Pandemi sürecini hatırlayın. Bir virüs çıktı ve resmen dünya çaresiz kaldı. Biz ne yaptık hemen doktorlara yaslandık ve yine onların çözümleri ile ayaktayız.
Eğer kendimize bir çeki düzen vermezsek bizi bekleyen çok korkunç bir gelecek olduğunu vurgulamak zorundayım.
Ve maalesef şunu da söylemek zorundayım izlenen yanlış politikalar sayesinde son yıllarda doktorlara çok ciddi bir saldırı var.
Bunu şiddetle kınıyorum. Oysa yapmamız gereken acilen TBMM’yi toplayıp bununla ilgili ciddi kararlar almak ve doktorlarımızı her anlamda güvence altına almaktır. Hatta gazetede Necati DOĞRU’ nun yazdığı gibi doktora saldıran, hastane kapısından içeri giremez şeklinde bir karar mutlaka çıkmalı.
İçim acıyarak günümüzde doktorlarımızın başka milletlere hizmet vermek için sıraya girdiklerini izliyorum.
Bu gerçeği kabul etmek zorundayız. Doktorlar böyle yapmakla en üst otoritelere aslında mesaj veriyorlar. Peki ne oldu da doktorlara verilen önemi bir kenara attık? Bunu ciddi olarak düşünmemiz lazım.
Ben size söyleyeyim: Çünkü onların ne kadar zor ve büyük bir hizmet yaptıklarını görüp değer bilmek yerine onların ne kadar para aldığını hesapladık. Onların ağır çalışma koşullarını düzelteceğimize onları halka hizmet edecekler ve gerekirse halkın ayağına gidecekler dedik. Onları değersizleştirecek şekilde konuştuk ve onları büyük tehlikelere attık.

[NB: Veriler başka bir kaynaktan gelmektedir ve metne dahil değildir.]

PR #4137, opened 2019-08-30
Added SupplyChain Object support and an onTimeout Callback

telariaEng:
## Type of change

- [x] Feature

## Description of change

- Enhanced our adapter to handle a SupplyChain Object. Please refer to [SupplyChain for Non-OpenRTB Requests](https://github.com/InteractiveAdvertisingBureau/openrtb/blob/master/supplychainobject.md#supplychain-for-non-openrtb-requests) for more information
- Fires an event pixel onTimeout

- contact email: github@telaria.com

Oysa doktorun olmadığı bir ülkede sağlık sistemi çöker. İnsanlığın en büyük mücadelelerini doktorlar verdi ve vermeye de devam ediyor. Yaşamımızı tekrar bize onlar veriyor. Oysa biz neyin peşindeyiz? Anlamak mümkün değil.
UMARIM EN KISA ZAMANDA HATAMIZI ANLAYIP DOKTORLARIMIZA GEREKLİ DEĞERİ VE DESTEĞİ VERİRİZ.